IBM’s $34B Red Hat deal is risky bid to boost cloud business

NEW YORK (AP) — IBM’s plan to buy Red Hat is both the biggest acquisition in IBM’s century-long history and a risky effort to position itself as a major player in cloud computing. Cloud computing is big for IBM, but it has been overshadowed by Amazon, Microsoft and others. The Red Hat deal could allow IBM to reset the landscape.


US election integrity depends on security-challenged firms

The real guardians of U.S. elections are a trio of privately held companies with a history of technical problems and security vulnerabilities in the election technology they sell. Experts say the companies have long skimped on security in favor of convenience, making it difficult to detect intrusions or tampering. The businesses face scant federal oversight and operate under a shroud of technical and financial secrecy.


Can a holographic screen help a new phone break out?

NEW YORK (AP) — Most leading phones increasingly offer the same basics: Big screens, decent battery life and good cameras. Yet it can be difficult to break through even with something innovative. One such smartphone launches this week from Red, a company with roots in movie cameras. Its Hydrogen One has a holographic screen that produces 3-D visuals without needing special glasses. But analysts say it will likely remain a niche product.

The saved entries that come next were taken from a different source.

Issue #2490, opened 2022-09-01
Make green badge for zero base fee channels


softsimon:
On the channels page. Add a "feature" badge after the Base Fee .. and it should be GREEN when the channel is zero fee base fee and yellow if not.

nymkappa:
Following the same idea we can create a zero base fee node list.
You could either access it through the dashboard (a new widget) or when you click on the badge described in this feature request.

softsimon:
> Following the same idea we can create a zero base fee node list. You could either access it through the dashboard (a new widget) or when you click on the badge described in this feature request.

The Top 100 node list should have a Zero base fee toggle that grey out the ones that are not :)

PR #2510, opened 2022-09-04
Show zero base fee tag on channels

nymkappa:
Fixes https://github.com/mempool/mempool/issues/2490
Note that I used red instead of yellow.

### Desktop

image

image

### Mobile

image

image

Note that I've shortened huge values, also showing `B` instead of `G` for money units like sats, maybe other units also need to be changed.


softsimon (changes requested):
tested NACK

* The tooltip claims that there is no base fee when there is. 
* Spelling should probably be "charge* any base fee.."
* Consider hiding the tag completely when there are null / - value base fee.

Channel ID: 827304434701107200

Screen Shot 2022-09-08 at 14 14 44

nymkappa:
> tested NACK
> 
>     * The tooltip claims that there is no base fee when there is.
> 
>     * Spelling should probably be "_charge_ any base fee.."
> 
>     * Consider hiding the tag completely when there are null / - value base fee.
> 
> 
> Channel ID: 827304434701107200
> 

Rebased on master and fixed in https://github.com/mempool/mempool/pull/2510/commits/ef873f48052d4362cace1a1a7aa8a1bc172e9e5f

image
image

softsimon:
Rebase please

nymkappa:
image

image

wiz:
Shouldn't the red tag say "non-zero base fee" ?

softsimon:
> Shouldn't the red tag say "non-zero base fee" ?

We don't say "No RBF", "No Taproot" or "No Segwit"  just "RBF" etc, but in red .. So this is consistent. But I would be OK with red Non-zero base fee in this case.

wiz:
That's because everyone knows RBF is good and desirable. But hardly anyone knows if zero base fee is good or not.

nymkappa:
- Renamed to `Non-zero base fee`
- Also, I show the base fee in msats because that's you configure it in your LN node. This also fixes the issue where we show the red badge and display "0 sats" due to the rounding error, when the base fee is very low yet not 0

image
image

softsimon (approved):
tested ACK @ v2.5.0-dev [[2c370ffc](https://github.com/mempool/mempool/commit/2c370ffc)]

Mexico referendum nixes partly built $13 billion airport

MEXICO CITY (AP) — Mexico’s President-elect says he will respect the result of a referendum that rejected a partly built new airport for Mexico City, effectively ending the $13 billion project. Andres Manuel Lopez Obrador says the voters’ decision is ‘democratic, rational and efficient.’


Google to give away $25 million to fund humane AI projects

SUNNYVALE, Calif. (AP) — Google will give away $25 million to projects that propose ways to use the artificial intelligence of computers to help create a more humane society. The grant program announced Monday is part of a broader Google initiative called “AI for Social Good” aimed at easing mounting concerns that steady advances in artificial intelligence will eliminate jobs and perhaps even be autonomously deployed by the military to kill people. Google’s nonprofit arm will announce the AI grant winners next spring.


Economist: NKorea eying Swiss, Singaporean-style success

PYONGYANG, North Korea (AP) — A senior government economist has told The Associated Press that North Korea is exploring a grand plan to become a regional transportation hub, inspired in part by the successes of Singapore and Switzerland. The economist said Pyongyang would also be open to joining world financial institutions such as the International Monetary Fund, but said that could only happen if current member states give up their “hostile” policies toward the North.